Open JupiterTop opened 4 months ago
Hello, why do you think the evaluation script evaluates the results of the validation set? I'm a little confused. Can you provide more details~
Thanks for your reply! When the script is executed, because it is PhotoChat dataset, it will use the "compute_old_irtr_recall()" method to calculate, and then it constructs text dataset:text_dset = pl_module.trainer.datamodule.dms[0].make_no_false_val_dset()
. It returns a validation set data:
def make_no_false_val_dset(self, image_only=False, image_list=None, image_dir=None):
if image_list == None:
return self.dataset_cls_no_false(
self.data_dir,
self.val_transform_keys,
split="val",
image_size=self.image_size,
max_text_len=self.max_text_len,
draw_false_image=0,
draw_false_text=0,
image_only=image_only,
max_image_len=self.max_image_len,
use_segment_ids=self.use_segment_ids,
mask_prob = self.mask_prob,
max_pred_len = self.max_pred_len,
whole_word_masking = self.whole_word_masking,
mask_source_words = self.mask_source_words,
max_source_len = self.max_source_len
)
...
Hope for your help~
Oh, I see. Our project is developed based on ViLT, so we used the same tricks [vilt-datamodule] [vilt-coco-dataset]as they do . If you replace photochat_context_dev with photochat_context_test in the class PhotochatDataset(BaseDataset), what result would you get?

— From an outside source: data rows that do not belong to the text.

PR #926, opened 2015-01-26
ENH: use non-UTC date invocation (without -u) and report offset for local zone

### LINKED ISSUE #911: Emails from fail2ban 0.9.1 are timestamped with UTC time instead of local time
I first reported this here:
https://bugzilla.redhat.com/show_bug.cgi?id=1180850
but was redirected here.  Unsure if this is considered a bug, but this behavior surprised me.

Description of problem:
Whenever fail2ban sends an email it has a UTC time stamp instead of a local time zone time stamp (like most other local logs use).

Version-Release number of selected component (if applicable):
I'm using the fail2ban-0.9.1-2.el7 RPM on CentOS 7

How reproducible:
Every time

Steps to Reproduce:
1. Enable a jail (like sshd)
2. Use one of the email actions (like "%(action_mwl)s")
3. Create a ban that generates an email (fail2ban-client set sshd banip 1.2.3.4)

Actual results:
Get an email that has a UTC time stamp

Expected results:
Get an email that has a local time stamp

Additional info:
Since I"m only using the "%(action_mwl)s" action I only need to edit one file to change fail2ban to use local time.
vi /etc/fail2ban/action.d/sendmail-whois-lines.conf
-Prepend a # to the start of the actionban date line.
-For example find this section:
<pre>
actionban = printf %%b "Subject: [Fail2Ban] <name>: banned <ip> from `uname -n`
            Date: `LC_TIME=C date -u +"%%a, %%d %%h %%Y %%T +0000"`
</pre>

-And insert a # at the start of the second line so it looks like this:
<pre>
actionban = printf %%b "Subject: [Fail2Ban] <name>: banned <ip> from `uname -n`
#            Date: `LC_TIME=C date -u +"%%a, %%d %%h %%Y %%T +0000"``
</pre>
-This simple fix seems to work well for me, but since I don't understand what they're trying to do with "LC_TIME=C date" here YMMV.

I'm not sure if this is a bug or a feature.  I found a similar Debian bug report from 10 years ago, so at least I'm not the only one who doesn't like UTC dated emails.  See https://bugs.debian.org/cgi-bin/bugreport.cgi?bug=336449 for the other bug report.

yarikoptic:
Closes #911

### DIFF
--- a/ChangeLog
+++ b/ChangeLog
@@ -48,9 +48,8 @@ ver. 0.9.2 (2014/XX/XXX) - wanna-be-released
 - Enhancements:
    * Enable multiport for firewallcmd-new action.  Closes gh-834
    * files/debian-initd migrated from the debian branch and should be
-     suitable for manual installations now (thanks Juan Karlo de
-	 Guzman)
-   * action.d/{sendmail-*,xarg-login-attack}.conf - report local
+     suitable for manual installations now (thanks Juan Karlo de Guzman)
+   * action.d/{sendmail-*,xarf-login-attack}.conf - report local
      timezone not UTC time/zone. Closes gh-911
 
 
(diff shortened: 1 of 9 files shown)


yarikoptic:
If no objections, I would appreciate if someone else from @fail2ban/developers would merge the PR

szepeviktor:
Note the xarg typo in Chagelog.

Additionally, you might want to try using a longer context when constructing the data. (https://github.com/AlibabaResearch/DAMO-ConvAI/blob/adcb4950b123eb70266201cb5c0e10894658ec97/pace/pace/utils/write_photochat.py#L46)

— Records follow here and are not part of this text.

PR #930, opened 2015-01-28
Conditionally log Ignore IP, and pass in reason (Closes #916)

### LINKED ISSUE #916: Log cause of Ignore
INFO logs occur if IP is in ignoreip or ignorecommand returns false (and presumably ignoreregex matches), but the log only says "Ignore <ip>". I think the cause of the IP being ignored is also valuable.

leeclemens:


fail2ban/server/filter.py
```diff
@@ -369,16 +373,20 @@ def inIgnoreIPList(self, ip):
...
 			if a == b:
+				self.logIgnoreIp(ip, log_ignore, ignore_source="ignoreip by addr")
 				return True
 
 		if self.__ignoreCommand:
 			command = CommandAction.replaceTag(self.__ignoreCommand, { 'ip': ip } )
 			logSys.debug('ignore command: ' + command)
-			return CommandAction.executeCmd(command)
+			ret_ignore = CommandAction.executeCmd(command)
+			self.logIgnoreIp(ip, log_ignore and ret_ignore, ignore_source="ignorecommand")
```
yarikoptic: why not to make source values "dns", "ip", "command"? and adjust log msg accordingly to include "by ", thus overall unifying the msg?

yarikoptic:
and could you add a rudimentary check if logged whatever is meant to be

fail2ban/server/filter.py
leeclemens: I was thinking there were two reasons, one of which had two ways to determine (dns/ip)...but I like the simpler approach you suggested - https://github.com/leeclemens/fail2ban/commit/f4341999cd5e5695e600e051ac7fdf0edffbb93c

leeclemens:
Seems unittest.TestCase.assertLogs wasn't added until Python 3.4. I will add test cases to check DNS, IP and Command - I believe only IPs are tested currently. Thoughts on testing the error messages line up?

leeclemens:
Nevermind, ignorecommand is also tested in the unittests.

leeclemens:
I did my own testing before committing, but I'm not sure how to have the unittests check the log of why something was ignored.

yarikoptic:
just test calls to logIgnoreIp  function itself -- does it log only when it should, either logging works correctly?  just a really minor unittest

leeclemens:
I found self._is_logged, which was the missing piece I needed. Should be good now.

yarikoptic:
oh -- merged but then recalled that there is no ChangeLog entry -- please add!

leeclemens:
Thanks! Added https://github.com/fail2ban/fail2ban/pull/945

Hello, When i follow the steps of quickstart, i am confused about how to get the final results about multi-modal dialogue retrieval on PhotoChat in PaCE. I think that the evaluation script compute scores of validation dataset, am i right? And when i change the split from 'val' to 'test', it only gets lower scores than ones in the paper. Hope for your help! Best regards.